Hope for a forever marriage
Published 11:17 pm Wednesday, March 17, 2010
By Staff
Love is not finding the perfect person, but seeing an imperfect person perfectly.” – Sam Keen
Marriage is one of the most sacred things on earth. In a world where technology seems to be replacing any need for human affection, the divorce rate has risen to it’s peak. It seems that the only solid couples are the older ones, but as we all know, things are not always as they seem. The younger marriage that I admire is a tale of transition from obligation to adoration; though their marriage started as a ‘must-do’, they now see each other as a ‘must-have’.
Dennis George and Lasonja Bayne met at the young ages of 17 and 16. It was exactly the opposite of love at first sight; Dennis had seen only a beautiful girl he wanted on his arm, while Lasonja saw a pest who was trying to ruin the relationship she was already in. Despite doubts between both the two and outside speculators, they ended up dating. It was like any other case of young love until one and a half years had come along with an unexpected blessing that neither were ready for.
Almost instantly, people began asking about marriage. Being teens, they didn’t have to seriously consider marriage before this, but now it was an imperative thought.
After the baby’s birth, Dennis and Lasonja spent more time with each other than ever before, and almost two years after the birth of their firstborn, they finally married in 1996 (while he was 22 and she was 21) for the sake of their child. It has been 14 years since their obligatory marriage, and the two who were once undecided adolescents are now responsible adults. Where in the beginning their marriage was based on love for their child, it has now grown to an unconditional love for each other. They make sure to daily incorporate elements such as love, trust, support, commitment, and communication into their relationship, and seek answers to any disagreements in God and each other.
I deeply admire this couple because of their determination, dedication, and willingness to learn. When they were first married, or when anyone is for that matter, they didn’t have all of the answers.
Even now, they will tell you that they still don’t always know what to do. Yet, never in my five years of knowing them have I ever seen them give up or stop trying to find solutions to whatever problems they may be having. Every day I see them together, they are a reminder to me that even though marriage can sometimes be stressful or unpredictable or make you want to pull your hair out, it can be amazing and rejuvenating and the love that you have for your spouse can help you overcome any obstacles that come your way.

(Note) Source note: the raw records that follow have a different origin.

PR #1554, opened 2022-09-22
torch_xla multi-device support

dskhudia:
Adds support for multi-device training using torch_xla. 

The resnet9 on cifar10 trains fine on 2 GPUs using torch_xla.  

Some of the issues I ran into while adding this support:
- with torch_xla on GPUs, dist.is_initialized()returns false
    - Everything is handled by ENV vars
- composer.utils.dist.initialize_dist is called twice in YAHP flow.
    - Which make torch_xla thing we have 2x the number of GPUS
- There are some env vars that we need to setup before forking
- xm.* functions cannot be called until torch_xla env. is init properly.
    - We call them before init in constructing device object.
- broadcast doesn't exist in current release of torch_xla
  - Implemented with all_reduce. 

Test: 

`composer -n 2 examples/run_composer_trainer.py -f composer/yamls/models/resnet9_cifar10.yaml --train_dataset.cifar10.datadir /tmp/cifar --train_dataset.cifar10.download true --val_dataset.cifar10.datadir /tmp/cifar --val_dataset.cifar10.download true --max_duration 2ep --train_subset_num_batches 2 --device 'tpu'`

### DIFF
--- a/composer/trainer/ddp.py
+++ b/composer/trainer/ddp.py
@@ -4,6 +4,7 @@
 """Helpers for running distributed data parallel training."""
 
 import logging
+import os
 from contextlib import contextmanager, nullcontext
 from typing import Callable, ContextManager, Union, cast
 
@@ -11,8 +12,11 @@ import torch.nn
 from torch.nn.parallel import DistributedDataParallel
 
 from composer.core.state import State
-from composer.utils import dist
+from composer.utils import dist, is_torch_xla_installed
 from composer.utils.string_enum import StringEnum
+
+if is_torch_xla_installed():
+    import torch_xla.core.xla_env_vars as xenv
 
 __all__ = ['DDPSyncStrategy', 'ddp_sync_context', 'prepare_ddp_module']
 
@@ -104,6 +108,10 @@ def prepare_ddp_module(module: torch.nn.Module, find_unused_parameters: bool) ->
             to find parameters to not expect gradients for. This is useful if there are some
             parameters in the model that are not being trained.
     """
+    # No ddp wrapping for torch_xla devices
+    if is_torch_xla_installed() and xenv.LOCAL_WORKER in os.environ:
+        return module
+
     if dist.is_available() and dist.is_initialized():
         if any((p.requires_grad for p in module.parameters())):
             log.debug('Wrapping model with DistributedDataParallel')
--- a/composer/trainer/devices/device_tpu.py
+++ b/composer/trainer/devices/device_tpu.py
@@ -27,9 +27,12 @@ class DeviceTPU(Device):
     """
 
     def __init__(self):
-        import torch_xla.core.xla_model as xm
-
-        self._device = xm.xla_device()
+        # Can't use xm.xla_device() api here!
+        # Device is created before distributed is initialized.
+        # Initializing distributed after making a call to xm.xla_device
+        # results in the following error at dist init
+        # RuntimeError: Cannot replicate if number of devices (1) is different from 8
+        self._device = torch.device(f'xla:0')
 
     def module_to_device(self, module: T_nnModule) -> T_nnModule:
 
--- a/composer/utils/dist.py
+++ b/composer/utils/dist.py
@@ -42,8 +42,15 @@ import torch
 import torch.distributed as dist
 import torch.utils.data
 
+from composer.utils.misc import is_torch_xla_installed
+
 if TYPE_CHECKING:
     from composer.trainer.devices import Device
+
+if is_torch_xla_installed():
+    import torch_xla.core.xla_env_vars as xenv
+    import torch_xla.core.xla_model as xm
+    import torch_xla.distributed.xla_multiprocessing as xmp
 
 TObj = TypeVar('TObj')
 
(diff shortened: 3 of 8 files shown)


dskhudia:
@hanlint : device_tpu should really be renamed to device_xla.

mvpatel2000:
> composer.utils.dist.initialize_dist is called twice in YAHP flow.

is this function not idempotent? why does calling it more than once matter? (asking bc we'll hit this soon if people start calling it outside trainer for entrypoints)

composer/utils/misc.py
```diff
@@ -62,3 +65,14 @@ def model_eval_mode(model: torch.nn.Module):
...
+
+def is_torch_xla_installed() -> bool:
+    """Whether torch_xla is installed in the current environment."""
+    try:
+        import torch_xla.core.xla_model as xm
+        del xm
+    except ImportError:
+        return False
+    else:
+        return True
```
mvpatel2000, line 78:
```suggestion
def is_torch_xla_installed() -> bool:
    """Whether torch_xla is installed in the current environment."""
    try:
        import torch_xla.core.xla_model as xm
        del xm
    except ModuleNotFoundError:
        return False
    else:
        return True
```
nit: if there's an error where module is found but it fails at some other step of importing, do we want to raise this to user? my instinct is yes

composer/trainer/ddp.py
```diff
@@ -104,7 +109,11 @@ def prepare_ddp_module(module: torch.nn.Module, find_unused_parameters: bool) ->
             to find parameters to not expect gradients for. This is useful if there are some
             parameters in the model that are not being trained.
     """
-    if dist.is_available() and dist.is_initialized():
+    # No ddp wrapping for torch_xla devices
+    if is_torch_xla_installed() and xenv.LOCAL_WORKER in os.environ:
+        return module
+
+    if (dist.is_available() and dist.is_initialized()):
```
mvpatel2000, line 116: minor nit
```suggestion
    if dist.is_available() and dist.is_initialized():
```

composer/trainer/devices/device_tpu.py
```diff
@@ -27,9 +28,8 @@ class DeviceTPU(Device):
     """
 
     def __init__(self):
-        import torch_xla.core.xla_model as xm
-
-        self._device = xm.xla_device()
+        # Can't use xm.xla_device() api here!
+        self._device = torch.device(f'xla:0')
```
mvpatel2000, line 32: Why can't we use it here?

composer/utils/dist.py
```diff
@@ -256,6 +294,9 @@ def broadcast_object_list(object_list: List[Any], src: int = 0) -> None:
     Returns:
         None:  ``object_list`` will be modified in-place and set to values of ``object_list`` from the ``src`` rank.
     """
+    if is_torch_xla_installed():
+        raise RuntimeError(f'broadcast_object_list is not supported with torch_xla!')
```
mvpatel2000, line 298:
```suggestion
        raise RuntimeError(f'broadcast_object_list is not supported with torch_xla')
```
(very) minor nit, feel free to ignore. Prefer no `!` to be consistent

composer/utils/dist.py
```diff
@@ -305,6 +346,9 @@ def all_gather_object(obj: TObj) -> List[TObj]:
     Returns:
         List[TObj]: A list of objects indexed by rank.
     """
+    if is_torch_xla_installed():
+        raise RuntimeError(f'all_gather_object is not supported with torch_xla!')
```
mvpatel2000, line 350:
```suggestion
        raise RuntimeError(f'all_gather_object is not supported with torch_xla')
```
same as above

composer/utils/dist.py
```diff
@@ -375,6 +419,9 @@ def initialize_dist(device: Device, timeout: datetime.timedelta):
                                f'of the current process group ({dist.get_backend()}). If you '
                                'wish to change backends, please restart the python process.')
         return
+    elif is_torch_xla_installed():
+        if xenv.LOCAL_WORKER in os.environ:
+            return
```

When most people get married, they don’t realize the extent of the work that has to be put into a marriage. I am very blessed and glad to say that I have couples such as this to teach me that to have a successful, lifelong partnership, you must not only base your relationship off of duties or emotions; it takes effort to keep even the best marriages intact. I hope to have a marriage like the George’s one day because they know that to love means to sacrifice, and that though love is not always easy, any problem can be solved with persistency, faith, and determination. Every married couple has the right to be together for the exact time that their vows promise: “Until death do us part…” And I believe with every bone in my body that if you exercise patience and love as Dennis and Lasonja have, anyone can build a marriage to last for a lifetime.